Additional slides displayed Ellmann’s summary of the user’s eating habits. You seem to be fond of Italian cuisine. Together with a picture of a pizza, there are multiple images of pasta dishes. Additionally, it stated that the user seems to enjoy trying new foods because one of their images included a menu item that it was unable to identify.
According to the presentation, the system also used the user’s screenshots to determine what things the user was thinking about buying, their interests, and their work and travel schedules. Additionally, it implied that it will be able to identify their preferred apps and websites, using Google Docs, Reddit, and Instagram as examples.

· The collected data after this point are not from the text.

PR #474, opened 2015-05-09
Now working with special characters åäö

troligtvis:


mattt:
From the header documentation for `URLStringConvertible`:

>  A URL that conforms to RFC 2396.
>  Methods accepting a `URLStringConvertible` type parameter parse it according to RFCs 1738 and 1808.
>  See http://tools.ietf.org/html/rfc2396
>  See http://tools.ietf.org/html/rfc1738
>  See http://tools.ietf.org/html/rfc1808

The API consumer is expected to percent-escape accordingly. Otherwise, valid pre-escaped URLs  would not work as expected.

Google Photos has long employed AI to help users search through their images and videos, and we’re enthusiastic about the potential of LLMs to unlock even more beneficial experiences, a Google representative told CNBC. This was a preliminary internal investigation, and should we choose to release new features in the future, we would take the necessary time to make sure they were beneficial to consumers and made with their safety and privacy as our top priorities.
The rush by Big Tech to develop “memories” powered by AI
In the arms race amongst digital titans to produce more customized life memories, Google may benefit from the proposed Project Ellmann.
For years, albums have been created and “memories” have been served by Google Photos and Apple Photos based on photo trends.
Google said in November that it can now use AI to group together comparable photographs and arrange screenshots into easily accessible albums in Google photographs.
In June, Apple revealed that the most recent software update would enable its camera app to identify people, dogs, and cats in images. Users may already search for faces by name and have them sorted by face.
Apple has also revealed plans to release a Journal App that will leverage AI on the device to generate tailored recommendations based on recent images, locations, workouts, and music, encouraging users to write sections that capture their experiences and memories.
However, Google, Apple, and other internet behemoths are still figuring out how to properly display and identify photographs.
For example, despite reports in 2015 that the business mislabeled Black people as gorillas, Apple and Google continue to avoid labelling gorillas. This year, a New York Times investigation discovered that, out of concern that a person would be mistaken for an animal, Apple and Google disabled the capability to visually search for primates in their Android software, which powers the majority of smartphones worldwide.
Over time, companies such as Google, Facebook, and Apple have implemented controls to reduce the appearance of undesirable memories. However, consumers have claimed that these memories occasionally still appear and that minimizing them requires navigating through multiple settings.